First let’s load in the diamonds dataset. This data set
is in the tidyverse package, so make sure that that library
is called first.
library(tidyverse)
data("diamonds") #call upon data set that lives in a package
The str function allows you to learn about the structure
of a dataset.
str(diamonds)
## tibble [53,940 × 10] (S3: tbl_df/tbl/data.frame)
## $ carat : num [1:53940] 0.23 0.21 0.23 0.29 0.31 0.24 0.24 0.26 0.22 0.23 ...
## $ cut : Ord.factor w/ 5 levels "Fair"<"Good"<..: 5 4 2 4 2 3 3 3 1 3 ...

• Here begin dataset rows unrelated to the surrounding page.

PR #493, opened 2022-03-25
(2268) Remove the external authentication step once beis confirm

bryangaledxw:
# Changes in this PR

- Remove "double authentication" step from internal pages

We some non-`/admin` pages unprotected where it makes sense. `/callback` and `/logout` need to remain unprotected, and it seemed right to leave pages linked to from the footer of the admin pages unprotected


Gweaton (approved):
Looks good, thanks for sorting - will test this out on staging

PR #508, opened 2022-03-28
(2175) Format phone numbers correctly

bryangaledxw:
# Changes in this PR

* Telephone numbers are validated on input, and formatted as international numbers on display

Guidelines referenced in commits are here - https://www.gov.uk/guidance/style-guide/a-to-z-of-gov-uk-style#telephone-numbers - and here - https://design-system.service.gov.uk/patterns/telephone-numbers/

### Before
localhost_3000_regulatory-authorities_council-of-registered-gas-installers (1)

### After
localhost_3000_regulatory-authorities_council-of-registered-gas-installers


src/organisations/admin/dto/organisation.dto.ts
```diff
@@ -39,7 +39,6 @@ export class OrganisationDto {
     message: 'organisations.admin.form.errors.phone.empty',
   })
   telephone: string;
-  fax?: string;
```
Gweaton, line 42: ah yeah, have been meaning to do this for a while! Should we remove it from the `Organisation.entity` class here too? It's not actually stored in the db, I don't think. We can also remove it from the seeds.

src/i18n/en/organisations.json
```diff
@@ -101,7 +101,8 @@
           "empty": "Enter the address for the regulatory authority"
         },
         "phone": {
-          "empty": "Enter the phone number for the regulatory authority"
+          "empty": "Enter the UK telephone number for the regulatory authority",
+          "invalid": "Enter the UK telephone number for the regulatory authority, like 01632 960 936"
```
Gweaton, line 105: Do you think we should show this as hint text before an error?

Gweaton: And maybe specify that users shouldn't include the country code if we're going down that route?

src/helpers/validate-telephone.helper.spec.ts
```diff
@@ -0,0 +1,33 @@
...
+  it('returns false if the number contains characters that are neither spaces nor numerals', () => {
+    expect(validateTelephone('(020) 7215 5000')).toEqual(false);
+  });
+
+  it('returns false if the number is not a valid UK number', () => {
+    expect(validateTelephone('555 555')).toEqual(false);
+  });
+
+  it('returns false if the number contains a country code', () => {
+    expect(validateTelephone('00 44 20 7215 5000')).toEqual(false);
```
Gweaton, line 14: I'm not sure about this one - is the `google-libphonenumber` library able to detect if it starts with a country code or not? I wonder if we should allow users to enter a country code here.

views/professions/_profession-details.njk
```diff
@@ -83,7 +83,7 @@
             text: ("professions.show.bodies.phoneNumber" | t)
           },
           value: {
-            text: organisation.telephone
+            text: organisation.telephone | telephone
```
Gweaton, line 86: Do all organisations have telephone numbers here? Just thinking about data on prod being in draft but still being assigned to a Profession - will this break the page if `organisation.telephone` is `null`? Might be safer to add an `or ""` here (or handle this in the nunjucks formatter, if we're not already).

Gweaton (approved):
Thanks for taking care of this, a couple of things, but nothing too serious.

views/professions/_profession-details.njk
bryangaledxw: This follows the standard of the other formatters of returning the empty string for false-y input

src/organisations/admin/dto/organisation.dto.ts
bryangaledxw: Have removed entirely

src/i18n/en/organisations.json
bryangaledxw: Added hint text, and made it explicit that a country code shouldn't be included

src/helpers/validate-telephone.helper.spec.ts
Gweaton: As discussed, we'll leave this for now.

Gweaton (approved):

PR #514, opened 2022-03-29
(2267) Add overseas routes to recognition fields

Gweaton:
# Changes in this PR

Re-adds summary of recognition routes and link to more information for professionals from other countries, which were removed a couple of weeks ago while we figured out the best way to collect and present this information to users. Also adds mandatory radio buttons for selecting the route itself.

#### Qualification page

image

#### Check your answers

image

#### Viewing a profession

image

#### Qualification page

image

#### Check your answers page

image

#### Viewing a profession

image

### DIFF
--- a/src/i18n/en/professions.json
+++ b/src/i18n/en/professions.json
@@ -75,7 +75,7 @@
         "ukRecognitionUrl": "More about recognition within the UK (optional)",
         "otherCountriesRecognition": {
           "routes": {
-            "label": "What routes exist",
+            "label": "Routes to recognition for professionals outside the UK",
             "all": "Routes for professionals in all countries",
             "some": "Routes for professionals in some countries",
             "none": "No routes exist - all professionals must re-qualify"
@@ -154,6 +154,9 @@
         "ukRecognitionUrl": {
           "invalid": "Please enter a valid website address"
         },
+        "otherCountriesRecognitionRoutes": {
+          "empty": "Select what recognition routes exist for professionals qualified in another country"
+        },
         "otherCountriesRecognitionUrl": {
           "invalid": "Please enter a valid website address"
         }
@@ -203,6 +206,12 @@
       "ukRecognition": "Routes to recognition within the UK",
       "ukRecognitionUrl": "More about recognition within the UK",
       "otherCountriesRecognition": {
+        "routes": {
+          "label": "Recognition for overseas professionals",
+          "all": "All - there are routes to recognition for professionals from all countries",
+          "some": "Some - qualifications from some countries may be recognised, but professionals from other countries will have to re-qualify",
+          "none": "None - all professionals must re-qualify"
+        },
         "summary": "Summary of routes",
         "url": "More about recognition for professionals outside the UK"
       }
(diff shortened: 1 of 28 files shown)


src/i18n/en/professions.json
```diff
@@ -202,6 +205,12 @@
       "ukRecognition": "Routes to recognition within the UK",
       "ukRecognitionUrl": "More about recognition within the UK",
       "otherCountriesRecognition": {
+        "routes": {
+          "label": "Recognition for overseas professionals",
+          "all": "All - there are routes to recognition for professionals from all countries",
+          "some": "Some - qualifications from some countries may be recognised, but professionals from other countries will have to re-qualify",
+          "none": "None - all professionals must re-qualify"
```
bryangaledxw, line 212: I wonder if this would be nicer formatted like:
image
Though understand if this is unwanted scope creep!

bryangaledxw (approved):

src/i18n/en/professions.json
Gweaton: This text is actually for displaying on "show" pages, rather than in the radio buttons, as Al felt we could be more succinct with admin questions but should be more verbose for the public pages. I agree with the sentiment though!

src/professions/admin/dto/qualifications.dto.ts
```diff
@@ -26,4 +26,14 @@ export class QualificationsDto {
   @Transform(({ value }) => preprocessUrl(value))
   @ValidateIf((e) => e.ukRecognitionUrl)
   ukRecognitionUrl: string;
+
+  otherCountriesRecognitionSummary: string;
```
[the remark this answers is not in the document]
Gweaton: I think this is independent from the URL, or optional enough that it probably doesn't need enforcing, as it could be an alternative to providing a summary.

src/qualifications/presenters/qualification.presenter.ts
```diff
@@ -24,6 +24,13 @@ export default class QualificationPresenter {
     this.qualification && this.qualification.ukRecognitionUrl,
   );
 
+  readonly otherCountriesRecognitionSummary =
+    this.qualification && this.qualification.otherCountriesRecognitionSummary;
```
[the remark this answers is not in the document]
Gweaton: Good point. Have added this in, and made the UK recognition text input the same (a multiline textarea).

views/admin/professions/check-your-answers.njk
```diff
@@ -307,6 +307,23 @@
                   ]
                 }
               } if not isUK else undefined,
+              {
+                key: {
+                  text: ("professions.form.label.qualifications.otherCountriesRecognition.routes.label" | t)
+                },
+                value: {
+                  text: (qualification.adminSelectedOtherCountriesRecognitionRoutes or "") | t
```
bryangaledxw, line 315: Can this be `(qualification.adminSelectedOtherCountriesRecognitionRoutes | t) if qualification.adminSelectedOtherCountriesRecognitionRoutes else ""`, so we're not knowingly passing an invalid ID into the translation filter?

bryangaledxw (approved):
Looks good, just one more thing I spotted

views/admin/professions/check-your-answers.njk
Gweaton: As discussed, have made the presenter method return the raw value, which we append to the localisation id here in the template, as nunjucks seems to evaluate everything in an `if` oneliner for some reason...

PR #529, opened 2022-03-30
(2272) Read and write to the new organisations - professions relation

pezholio:
This builds on #502 to move all the professions - organisation logic from the `organisation` and `additionalOrganisation` fields to the new `ProfessionToOrganisation` one to many entity and removes the old relations. 

I've had to dispese with my usual "all commits must be green approach" as I wanted to keep the commit history readable (hopefully I've done that!). Sorry there's a lot here, but it really needs to be shipped as one feature.

Once this is done, we can update the UI so up to five organisations can be added, and have a role applied to each.


src/professions/admin/top-level-information.controller.spec.ts
```diff
@@ -102,11 +102,16 @@ describe('TopLevelInformationController', () => {
...
-          organisation: organisation,
-          additionalOrganisation: additionalOrganisation,
-        });
+        const profession = professionFactory.build(
+          {
+            name: 'Example Profession',
+          },
+          {
+            transient: {
+              organisations: [organisation, additionalOrganisation],
```
Gweaton, line 111: Are these transient params doing anything here? Are they supposed to be from another commit?

src/professions/admin/presenters/organisations-presenter.ts
```diff
@@ -0,0 +1,21 @@
...
+    this.organisations = organisations || [];
+  }
+
+  public list(): string {
+    if (this.organisations.length === 0) {
+      return '';
+    }
+
+    const organisations = this.organisations
+      .map((organisation) => organisation.name)
```
Gweaton, line 16: Possibly me being overly paranoid here, but do we need to `escape` the name here, as we're outputting HTML?

src/testutils/factories/profession.ts
```diff
@@ -1,12 +1,20 @@
...
 import { RegulationType } from '../../professions/profession-version.entity';
+import { ProfessionToOrganisation } from '../../professions/profession-to-organisation.entity';
+
 import industryFactory from './industry';
 import organisationFactory from './organisation';
 import qualificationFactory from './qualification';
 import userFactory from './user';
 
-class ProfessionFactory extends Factory<Profession> {
+type ProfessionTransientParams = {
```
Gweaton, line 13: Ah, I think this is the commit it should belong to. I can see why it's a tricky one to get in order though...

Gweaton (approved):
Thanks for dealing with all this - an enormous effort. Have noticed there are 2 "Update changelog" commits here and a couple of tiny things.

As I'm sure you're aware, this was a very large PR so I found it a bit tricky to review. I hope I haven't missed anything - let's make sure we test this properly on staging before prod to make sure all's working as expected.

src/professions/admin/presenters/organisations-presenter.ts
pezholio: Yeah, good call - have done 👍

src/testutils/factories/profession.ts
pezholio: Yeah, it's a bit of a head wrecker alright! Ended up doing it all in one big WIP commit and then breaking it down after the fact. Spent too much time chasing down failing tests!

PR #530, opened 2022-03-30
(Fix) Bump nestjs-i18n to 8.3.2

Gweaton:
# Changes in this PR

Bumps `nestjs-i18n` to 8.3.2 after updating the index template to output html from the intro translation.

We were previously trying to translate an array in the template here, which led to strangely outputed characters when we updated`nestjs-i18n`.

We may want to convert this template to not use translated text at all, but for now, this allows us to update the version of `nestjs-i18n`.


pezholio (approved):
LGTM 👍

PR #531, opened 2022-03-30
(2197) When creating professions with all nations selected display UK on the public results

bryangaledxw:
# Changes in this PR

- Consistently display "United Kingdom" where we would otherwise display a list of all four UK nations

Looking at the original UAT spreadsheet this ticket came from, the confusion seemed to come from there being a "United Kingdom" radio option, that then didn't get displayed as "United Kingdom" consistently, so this PR resolves that

### Before

image

### After

image


Gweaton (approved):
Do you think we could write a Cypress test for this? We're mocking the `NationsListPresenter` in our unit tests, so would be good to verify the real thing is working in one of our "show" tests, for example.

PR #535, opened 2022-03-30
Multiple organisations permissions bugfix

bryangaledxw:
# Changes in this PR

- Fix a bug causing Professions belonging to multiple Organisations to be uneditable by all but central users

### DIFF
--- a/src/users/helpers/check-can-view-profession.spec.ts
+++ b/src/users/helpers/check-can-view-profession.spec.ts
@@ -1,39 +1,179 @@
 import { createDefaultMockRequest } from '../../testutils/factories/create-default-mock-request';
-import organisationFactory from '../../testutils/factories/organisation';
 import professionFactory from '../../testutils/factories/profession';
-import { checkCanViewOrganisation } from './check-can-view-organisation';
 import { checkCanViewProfession } from './check-can-view-profession';
-import { ProfessionToOrganisation } from './../../professions/profession-to-organisation.entity';
-
-jest.mock('./check-can-view-organisation');
+import userFactory from '../../testutils/factories/user';
+import * as getActingUserModule from './get-acting-user.helper';
+import * as getTierOneOrganisationsFromProfessionModule from '../../professions/helpers/get-tier-one-organisations-from-profession.helper';
+import organisationFactory from '../../testutils/factories/organisation';
+import { UnauthorizedException } from '@nestjs/common';
 
 describe('checkCanViewProfession', () => {
-  it('passes in a Profession with an organisation to call CheckCanViewOrganisation', () => {
-    const organisation1 = organisationFactory.build();
-    const organisation2 = organisationFactory.build();
+  describe('when called as a service owner user', () => {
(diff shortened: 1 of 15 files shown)


src/users/helpers/check-can-view-profession.spec.ts
```diff
@@ -1,39 +1,179 @@
 import { createDefaultMockRequest } from '../../testutils/factories/create-default-mock-request';
-import organisationFactory from '../../testutils/factories/organisation';
 import professionFactory from '../../testutils/factories/profession';
-import { checkCanViewOrganisation } from './check-can-view-organisation';
 import { checkCanViewProfession } from './check-can-view-profession';
-import { ProfessionToOrganisation } from './../../professions/profession-to-organisation.entity';
-
-jest.mock('./check-can-view-organisation');
+import userFactory from '../../testutils/factories/user';
+import * as getActingUserModule from './get-acting-user.helper';
```
Gweaton, line 5: Why do you need `import *` here? In other files we've been able to do `import { getActingUser } from './users/helpers/get-acting-user.helper';` - is this so we can use `jest.spyOn` rather than mocking the import with `jest.mock('[import-path]')`?

I don't know which one I prefer, it's just different!

src/users/helpers/check-can-view-profession.ts
```diff
@@ -1,13 +1,24 @@
...
-  for (const org of getOrganisationsFromProfession(profession)) {
-    checkCanViewOrganisation(request, org);
+  const actingUser = getActingUser(request);
+
+  if (actingUser.serviceOwner) {
+    return;
+  }
+
+  if (
+    !getTierOneOrganisationsFromProfession(profession).some(
```
Gweaton, line 18: Would you mind storing this in a more human readable variable so it's a bit clearer at a glance what this means? The `!` makes it a bit less readable for me! Something like `belongsToTierOneOrganisation`?

Gweaton (approved):
Looks good to me, just a couple of minor points

src/users/helpers/check-can-view-profession.spec.ts
bryangaledxw: Basically. I'm leaning towards `spyOn` where I can - it's more strongly typed (no casting to as jest.Mock needed), and you don't end up with paths going into `jest.mock` that Visual Studio doesn't know to update when stuff moves around

Gweaton: Yeah, I don't like having to mock at top level - hadn't considered the advantages of typing too. Happy to start writing new tests like this.

bryangaledxw: And the import *, is because you can't just do jest.spyOn(foo), it has to be jest.spyOn(parentObject, 'foo'), so we need to go one level up with our import

bryangaledxw: Sadly I've not been able to get `spyOn` to work for getting at a classes constructor

PR #536, opened 2022-03-31
(2297) Add and tidy up support documentation

Gweaton:
# Changes in this PR

- Adds first line support documentation, including more info on creating and managing users, as well as linking to relevant support tasks
- Adds more context and links to live environments from README, so it's clear where newcomers to the project need to go


pezholio (approved):
Lovely stuff 👍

## $ color : Ord.factor w/ 7 levels "D"<"E"<"F"<"G"<..: 2 2 2 6 7 7 6 5 2 5 ...
## $ clarity: Ord.factor w/ 8 levels "I1"<"SI2"<"SI1"<..: 2 3 5 4 2 6 7 3 4 5 ...
## $ depth : num [1:53940] 61.5 59.8 56.9 62.4 63.3 62.8 62.3 61.9 65.1 59.4 ...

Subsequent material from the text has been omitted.